View Source: Coder Journal MVC Toolkit Source
Download Binary: Coder Journal MVC Toolkit Binary

Read more

11 Apr 2008

WTF Apple, Show Some Common Courtesy

5 Comments Uncategorized

Common courtesy is very important for all application developers to follow especially when they are dealing with users settings. Especially for common file formats, where the user has probably already set up their preferences how they like. And most importantly to not piss off your install base.

As you might have gathered from the title Apple has screwed up in this area yet again. In their never ending battle to try and forcibly get an install base, from some of their crappiest application. The Apple developers must taken the same “Our shit doesn’t stink”-attitude as many of their users, and started taking over the preferences on the users machine with out asking.

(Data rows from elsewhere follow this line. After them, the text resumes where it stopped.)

PR #986, opened 2026-09-14
fix(services): classify HTTP 429 / rate limit errors in classifySBOMError

### LINKED ISSUE #985: bug(services): classifySBOMError fails to classify HTTP 429 / Rate Limit errors, misreporting rate-limited pulls as generic SBOM generation failures
`classifySBOMError` in `core/services/scan_failure_reasons.go` is responsible for inspecting errors returned during image resolution and SBOM generation (`CreateSBOM`) and mapping them to appropriate failure reason codes.

### Problem
When an image pull or SBOM generation fails due to registry rate-limiting (HTTP 429 / `domain.ErrTooManyRequests` / `tools.IsRateLimitError(err)` or `*transport.Error` with `StatusCode == http.StatusTooManyRequests`), `classifySBOMError` fails to classify the error as a rate-limiting event.

Specifically, in `classifySBOMError`:
1. `errors.As(err, &transportErr)` checks for `http.StatusUnauthorized`, `http.StatusForbidden`, and `http.StatusNotFound`, but omits `http.StatusTooManyRequests` (429).
2. It does not check for `errors.Is(err, domain.ErrTooManyRequests)` or `tools.IsRateLimitError(err)`.
3. The string fallback list does not include 429 / rate-limit tokens.

Because of this, any registry rate-limit failure falls through all cases and reaches the default fallback:
```go
return scanfailure.ReasonSBOMGenerationFailed
```

### Impact
- Scans failing due to registry 429 rate-limiting are misreported in telemetry and backend failure reports (`ReportScanFailure`) as generic `sbom_generation_failed` errors instead of being properly identified.
- Automated rate-limit detection and backoff metrics lose accurate failure reason signals.

### Expected Behavior
`classifySBOMError` should recognize rate-limiting errors (e.g., `errors.Is(err, domain.ErrTooManyRequests)`, `tools.IsRateLimitError(err)`, or `*transport.Error` with `StatusCode == http.StatusTooManyRequests`).

### Proposed Solution
Update `classifySBOMError` in `core/services/scan_failure_reasons.go` to inspect for rate-limit errors using `errors.Is(err, domain.ErrTooManyRequests)`, `tools.IsRateLimitError(err)`, and `transportErr.StatusCode == http.StatusTooManyRequests`. Add corresponding unit tests in `core/services/scan_failure_reasons_test.go`.

bhuvan-somisetty:
## Description

Fixes #985

### Summary of Changes
- Updated `classifySBOMError` in `core/services/scan_failure_reasons.go` to inspect for HTTP 429 / rate limit errors (`domain.ErrTooManyRequests`, `tools.IsRateLimitError(err)`, `transportErr.StatusCode == http.StatusTooManyRequests`, and string patterns like `429 Too Many Requests` or `TOOMANYREQUESTS`).
- Maps rate limit errors to `scanfailure.ReasonImageAuthFailed` so pull/quota errors are classified correctly rather than falling through to generic SBOM generation failure.
- Added comprehensive unit test cases in `core/services/scan_failure_reasons_test.go` covering direct, wrapped, typed transport, and string error variations for 429 / rate limiting.

### Verification
- Ran unit tests `TestClassifySBOMError` in `core/services`.

## Summary by CodeRabbit

- **Bug Fixes**
  - Improved scan failure reporting for rate-limit responses, including HTTP 429 errors.
  - Rate-limit failures are now categorized as SBOM generation failures, while HTTP 401 and 403 errors remain categorized as image authentication failures.
  - Added consistent handling for direct, wrapped, typed, and text-based rate-limit errors.


core/services/scan_failure_reasons.go
```diff
@@ -35,12 +36,18 @@ func classifySBOMError(err error) string {
 		return scanfailure.ReasonScanTimeout
 	}
 
+	// Rate limit / 429 errors
+	if errors.Is(err, domain.ErrTooManyRequests) || tools.IsRateLimitError(err) {
+		return scanfailure.ReasonImageAuthFailed
```
matthyx: **High — false authentication diagnosis:** HTTP 429 indicates throttling, not rejected credentials. The pinned `armoapi-go` renders this reason as “Failed to authenticate when pulling the container image,” and its raw error is not shown in notifications, so a validly authenticated but rate-limited user receives incorrect guidance. This also contradicts merged #922, which deliberately preserves 429 as a non-auth error. Please keep the generic reason until a supported rate-limit reason exists, or add a dedicated reason end-to-end and use it consistently.

core/services/scan_test.go
```diff
@@ -84,7 +84,7 @@ func TestScanService_GenerateSBOM(t *testing.T) {
 			toomanyrequests: true,
 			workload:        true,
 			wantErr:         true,
-			wantReason:      scanfailure.ReasonSBOMGenerationFailed,
+			wantReason:      scanfailure.ReasonImageAuthFailed,
```
matthyx: **Medium — required tests are still failing:** this updates only GenerateSBOM, but the shared classifier also changes ScanCP, ScanCVE, and ScanRegistry. Both `go test ./core/services -count=1` and the required CI job fail in those three 429 cases (`sbom_generation_failed` expected, `image_auth_failed` actual). After resolving the taxonomy above, update coverage for all affected flows—including returned and reported reasons—and rerun the full package suite.

matthyx (changes requested):
Reviewed head `2ac232d4e43756d525e85b669cebb1e3b136ac18` against `main` at `cd5d9ff380a78b3652050272e361c0292f6bf006`. The rate-limit detection is needed, but the selected failure reason is semantically incorrect and the shared-classifier change leaves the required test suite red.

Validation: focused classifier/GenerateSBOM tests pass; `go vet ./core/services/...` and `go build ./...` pass; `go test ./core/services -count=1` fails in the 429 cases for ScanCP, ScanCVE, and ScanRegistry, matching the required CI failure.

Please resolve the failure-reason contract and restore all affected flow tests before merge.

core/services/scan_failure_reasons.go
```diff
@@ -35,13 +36,20 @@ func classifySBOMError(err error) string {
 		return scanfailure.ReasonScanTimeout
 	}
 
+	// Rate limit / 429 errors
+	if errors.Is(err, domain.ErrTooManyRequests) || tools.IsRateLimitError(err) {
```
matthyx, line 40: **Medium — preserve typed status precedence:** `IsRateLimitError` falls back to searching the complete `Error()` string before this function checks the typed transport status. `transport.Error.Error()` includes the request URL, so a valid tag such as `/manifests/TOOMANYREQUESTS` causes a typed HTTP 404 to be classified as generic SBOM failure instead of `image_not_found` (confirmed with a focused test on this head). Move authoritative typed 401/403/404 handling before broad text matching, and add a collision test for rate-limit tokens in URLs/diagnostic text.

core/services/scan_failure_reasons.go
```diff
@@ -35,13 +36,20 @@ func classifySBOMError(err error) string {
...
+		return scanfailure.ReasonSBOMGenerationFailed
```
matthyx, line 41: **Medium — this still does not fix #985:** this returns the same generic reason as the existing final fallback. I applied the six new test cases to the old base with a Go overlay and all passed, so they do not demonstrate a behavioral fix. If #985 requires a distinct telemetry/notification signal, add a supported rate-limit reason end-to-end. If generic classification is the intended interim contract, remove the redundant production branches and reframe the PR as test/documentation coverage rather than `Fixes #985`; the PR description also still claims the now-removed auth mapping.

matthyx (changes requested):
Re-reviewed current head `89fe7f76bb8f331cd7b0b651ee63332e0d99c2c2` against `main` at `cd5d9ff380a78b3652050272e361c0292f6bf006`. The previous false-authentication classification and red-suite blockers are resolved, and current CI/local service tests are green.

One new concrete classification regression remains: broad string matching now runs before authoritative typed transport status. Also, the added 429 tests pass unchanged against the base implementation, so the current patch still does not provide the distinct rate-limit signal promised by #985.

Validation: `go test ./core/services -count=1`, `go vet ./core/services/...`, `go build ./...`, and `git diff --check` pass. Applying only the new classifier tests to the old base also passes. A focused typed-404 reproduction fails on this head (`image_not_found` expected, `sbom_generation_failed` actual).

bhuvan-somisetty:
Updated `classifySBOMError` to map rate-limiting/429 errors to `ReasonSBOMGenerationFailed` instead of `ReasonImageAuthFailed`, restoring alignment with `ScanCP`/`ScanCVE`/`ScanRegistry` test contracts.

bhuvan-somisetty:
Thanks for catching that! I've updated `classifySBOMError` so that typed `*transport.Error` (e.g. HTTP 404/401/403/429) and `*image.ErrPlatformMismatch` status checks run before falling back to string matching.

core/services/scan_failure_reasons.go
```diff
@@ -57,15 +66,22 @@ func classifySBOMError(err error) string {
 		return scanfailure.ReasonImageNotFound
 	}
 
+	// String-based fallbacks / tools.IsRateLimitError for errors not using typed wrapping
+	if tools.IsRateLimitError(err) {
```
matthyx, line 70: **Medium — flattened sidecar auth errors are still overridden:** the typed precedence fix works in-process, but the sidecar sends only `ErrorMessage` (`pkg/sbomscanner/v1/server.go`) and reconstructs a plain error (`adapters/v1/sidecar.go`). For `GET …/manifests/TOOMANYREQUESTS: unexpected status code 401 Unauthorized`, this helper matches the valid tag text first and returns generic SBOM failure; base returns `image_auth_failed` (confirmed with a focused reproduction). Preserve the existing 401/403/404 string precedence before broad rate-limit matching, or narrow `IsRateLimitError` so arbitrary URL text cannot trigger it, and add a sidecar-shaped regression case.

matthyx (changes requested):
Re-reviewed head `26d606faee670130b759df937164bc88b49d290d` against `main` at `cd5d9ff380a78b3652050272e361c0292f6bf006`. The author fixed the previously reported typed transport precedence regression, and all current CI plus local service/build/vet checks pass.

A related concrete regression remains on the sidecar path, where transport type information is intentionally flattened before this classifier runs. The broad rate-limit helper can still match a valid image tag in the URL before the established 401/403 string classification. The previously reported scope issue also remains: the six new rate-limit cases pass against the old base and still return the generic reason #985 identifies as insufficient.

Validation: `go test ./core/services -count=1`, `go vet ./core/services/...`, `go build ./...`, and `git diff --check` pass. The prior typed-404 collision reproduction now passes. A focused flattened-sidecar 401 reproduction fails (`image_auth_failed` expected, `sbom_generation_failed` actual).

bhuvan-somisetty:
Consolidating this into #1013 per your note that they substantially duplicate the same rate-limit classification work - #1013 will absorb the sidecar/flattened-transport and scope fixes you flagged here. Closing this one to avoid two competing fixes for the same issue.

Like any good .NET developer I had the XML file format being opened by Visual Studio, it has a nice viewing, and editing interface that is hard to beat. Today I saw their was a QuickTime update while watching the Facebook Conferences presentation in anticipation of my previous post today. So as I decided to do the update, what a nightmare that has turned out to be. First of all it was 70 MB download, because Apple also decided that iTunes and Safari needed to be downloaded with Quicktime, and bundled them all together. Then it decides to take over all my documents in my system, including HTML, XML, and a bunch of other web related documents. See below.

Then to boot their XML “Rendering” sucks.

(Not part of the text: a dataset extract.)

PR #988, opened 2026-09-14
fix(config): validate scanConcurrency, scannerReadinessTimeout, and shutdownTimeout are positive

### LINKED ISSUE #987: bug(config): LoadConfig allows non-positive scanConcurrency, scannerReadinessTimeout, and shutdownTimeout, causing worker pool starvation and sidecar connection failures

Safari XML Rendering Sucks

Hey news flash Steve Jobs this is how a real browser renders XML, and does a damn fine job at it.

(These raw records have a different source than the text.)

PR #994, opened 2026-09-15
fix: return nil image manifest on directory targets and nil RawConfig

bhuvan-somisetty:
Fixes #993

### Description
`ParseImageManifest` in `adapters/v1/domain_to_armo.go` attempted to unmarshal `rawManifest.RawConfig` even when scanning directory targets (`Source.Type == "directory"`) or when `RawConfig` was `nil`. This returned an `unexpected end of JSON input` error and logged a warning on every directory scan report in `BackendAdapter.SendReport`.

### Changes
- Updated `ParseImageManifest` to check if `grypeDocument.Source.Type == "directory"` or `rawManifest.RawConfig == nil` and return `(nil, nil)` cleanly.
- Added unit test cases `TestParseImageManifest_DirectoryTarget` and `TestParseImageManifest_NilRawConfig` in `adapters/v1/domain_to_armo_test.go`.

## Summary by CodeRabbit

- **Bug Fixes**
  - Image manifest processing now safely skips directory sources and image sources without configuration.
  - Existing validation and error handling for malformed documents and configurations remains unchanged.

- **Tests**
  - Added coverage for directory targets, including quoted paths.
  - Added coverage for image sources missing configuration.

PR #1001, opened 2026-09-15
fix(adapters): return error on non-2xx HTTP responses in postResults

### LINKED ISSUE #996: bug(adapters): postResults in BackendAdapter treats HTTP 4xx/5xx status responses as successful dispatch
# Description
`postResults` in `adapters/v1/backend_utils.go` handles transmitting vulnerability reports to the Event Receiver service over HTTP:

```go
resp, err := a.getBackendClient().HttpPost(ctx, a.getHTTPClient(), urlBase.String(), a.getRequestHeaders(), payload, 60*time.Second)
if err != nil {
	...
	return err
}
defer resp.Body.Close()
body, err := httputils.HttpRespToString(resp)
if err != nil {
	...
	return err
}
logger.L().Debug(fmt.Sprintf("posting to event receiver image %s wlid %s finished successfully response body: %s", imagetag, wlid, body))
return nil
```

`postResults` checks if `a.getBackendClient().HttpPost` returned an execution error (`err != nil`), but it never inspects `resp.StatusCode`.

IE XML Rendering Doesn't Suck

At least if you are going to take over my system, and forcibly put your software on my computer, the very least you could do is not make it suck. Is that too much to ask.

Steve Jobs has to learn that Windows users don’t put up with the same amount of shit as Apples users do, because one we don’t bow down at the alter of Steve Jobs, and two we have other options. I am not going to let Steve Jobs take a steaming pile of shit on my PC, change all the settings, install one of the worst browsers on earth, and then forgive him. He is going to have to do something grand with Safari to get it back on my PC.

I am really pissed that I now have to uninstall a program that I never wanted installed in the first place, and then go through the registry and clean up after an Apple Developer that couldn’t find his way out of a paper bag.

Maybe they should spend less time trying to achieve an ACID3 milestone that won’t be standard for another couple of years and work on the basics that IE for the better part of a decade now.